WHAT IS REQUIRED:
For the word "following", find each line in the entries where it occurs and copy that line.
———
Issue #456, opened 2020-12-28
Make DelegatingAsyncDisruptorAppender more resilient to exceptions thrown by child appenders


brenuart:
The `EventHandler` used by the `DelegatingAsyncDisruptorAppender` does the following:

1. Invoke `AppenderAttachable#appendLoopOnAppenders(event)`. This method loops through the attached appenders and calls `Appender#doAppend(event)` on each. If an appender throws an exception, the process is aborted and subsequent appenders are not called.
Is this a problem? I mean, wouldn't it be safer to try/catch exceptions and give a chance to all appenders to process the event? Looking at Logback's `AsyncAppenderBase` I noticed they behave the same and don't care about exceptions... Could be the rational is appenders are not supposed to throw exceptions?

2. Flush the output stream of attached `OutputStreamAppender`s. Same remark here: if an exception is thrown when flushing the first output stream, the remaining appenders won't be flushed at all.
The case may be slightly different from `doAppend()` in that appenders like the `OutputStreamAppender` won't throw an exception when they have IO issues when processing the event. They log an error status instead and proceed.
According to me, the `DelegatingAsyncDisruptorAppender` should do the same: wrap `OutputStream#flush()` calls within a try/catch and log an error status when an IOException is thrown.

What do you think?
If you agree with point (2), I can include the modifications in the PR I'm about to submit for #454.

philsttr:
Sounds good to me.

One thing to consider is that if an exception occurs while appending/flushing on one event, it seems there will be a high probability that the same exception will occur while appending/flushing the next event on the next call to `onEvent`.  This will result in an error status being logged pretty frequently.  Perhaps those error status messages should be throttled (for example, log the first one, and then only log a percentage of the subsequent errors until the next success)?  Or only logged on state changes?  What are your thoughts?

brenuart:
Indeed... The easiest is probably to log an error status the first time flush throws an exception and reset that state when it succeeds.
However, looking at `LogEventExceptionHandler` I would say this is true for any exception thrown by an `EventHandler`. May be we should find a more generic solution?

philsttr:
Hmm.  I'm thinking the `DelegatingAsyncDisruptorAppender` shouldn't make any assumptions about how the delegate appenders will behave if those delegate appenders throw exceptions.  As you discovered, `OutputStreamAppender` will swallow the exception and stop itself if it encounters an exception.    Other appenders might have different behavior, and be able to recover.

[...]

Issue #455, opened 2020-12-27
Possible NullPointerException in DelegatingAsyncDisruptorAppender when flushing appenders


brenuart:
The DelegatingAsyncDisruptorAppender may throw a NullPointerException at line https://github.com/logstash/logstash-logback-encoder/blob/master/src/main/java/net/logstash/logback/appender/DelegatingAsyncDisruptorAppender.java#L69 in the appender's output stream is `null`. 

This may appear very odd, but appenders like the RollingFileAppender may have a `null` output stream during rollover or even after if it failed to rotate the underlying file... I'm pretty sure the FileAppender will throw an exception before the DelegatingAsyncDisruptorAppender had a chance to flush at the end of the batch - so there is no point in checking for a null output stream. At least not until the FileAppender is "fixed" and can handle the null case gracefully...

philsttr:
> so there is no point in checking for a null output stream

So you're saying don't check for a null outputstream in DelegatingAsyncDisruptorAppender?  What would the fix be then?

brenuart:
That's not what I meant... I should have say "... _it **seems** there is no point in checking for a null output stream because it is likely an exception would be thrown earlier anyway_...

The `OutputStreamAppender#getOutputStream()` doesn't say anything about whether it may or not return a null output stream. IMHO it would be safer to check for null anyway.

My example around the RollingFileAppender is from experience. The output stream can be null for a very short time during rollover (fair enough) - but it can stay null for longer when it fails to roll. In this case the appender is usually broken and won't be able to recover by itself.

Sorry for not being clear the first time :-(

philsttr:
Closed by #457

Issue #454, opened 2020-12-27
LoggingEventAsyncDisruptorAppender should flush appenders implementing Flushable at end of a batch


brenuart:
Similar to #346, it would be nice if `LoggingEventAsyncDisruptorAppender`also flushes appenders implementing `java.io.Flushable` at the end of a batch.

I came across this issue because we have some custom appenders not extending OutputStreamAppender that would benefit from an explicit flush as well... What do you think ?

philsttr:
Seems reasonable to me.  Would you be willing to submit a PR?

philsttr:
Closed by #457

PR #457, opened 2020-12-29
Make DelegatingAsyncDisruptorAppender more resilient to exceptions + flush Flushable appenders at end of batch

brenuart:
This PR addresses the following issues:

- Wrap calls to appenders within a try/catch block and make sure exceptions thrown by one does not prevent other appenders from receiving the event (#456).
- Flush appenders at end of batch only if they are started (#456).
- OutputStreamAppender may occasionally return a null OutputStream (#455)
- Flush appenders implementing java.io.Flushable (#454)

### DIFF
--- a/src/main/java/net/logstash/logback/appender/DelegatingAsyncDisruptorAppender.java
+++ b/src/main/java/net/logstash/logback/appender/DelegatingAsyncDisruptorAppender.java
@@ -57,66 +57,66 @@ public abstract class DelegatingAsyncDisruptorAppender<Event extends DeferredPro
         /**
          * Whether exceptions should be reported with a error status or not.
          */
-    	private boolean silentError;
+        private boolean silentError;
         
         @Override
         public void onEvent(LogEvent<Event> logEvent, long sequence, boolean endOfBatch) throws Exception {
             
             boolean exceptionThrown = false;
-			for(Iterator<Appender<Event>> it=appenders.iteratorForAppenders(); it.hasNext(); ) {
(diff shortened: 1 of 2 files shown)


src/main/java/net/logstash/logback/appender/DelegatingAsyncDisruptorAppender.java
```diff
@@ -49,29 +54,69 @@
     private final AppenderAttachableImpl<Event> appenders = new AppenderAttachableImpl<Event>();
     
     private class DelegatingEventHandler implements EventHandler<LogEvent<Event>> {
+        /**
+         * Whether exceptions should be reported with a error status or not.
+         */
+    	private boolean silentError;
```
philsttr, line 60: Looks like your editor is configured to use tabs.  Please convert your additions to use spaces to keep consistent with the rest of the file.

philsttr (changes requested):
Looks great!  Love the unit tests.

I just had one minor comment regarding spaces v tabs, but other than that it's perfect.

src/main/java/net/logstash/logback/appender/DelegatingAsyncDisruptorAppender.java
brenuart: Indeed..

brenuart:
Should I close the three related issues or do you prefer to do it yourself after adding the relevant entries in the change log ?

philsttr:
I just closed them.  Thanks for the PR!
———
SOLUTION TO THE PROBLEM:
The `EventHandler` used by the `DelegatingAsyncDisruptorAppender` does the following:
This PR addresses the following issues:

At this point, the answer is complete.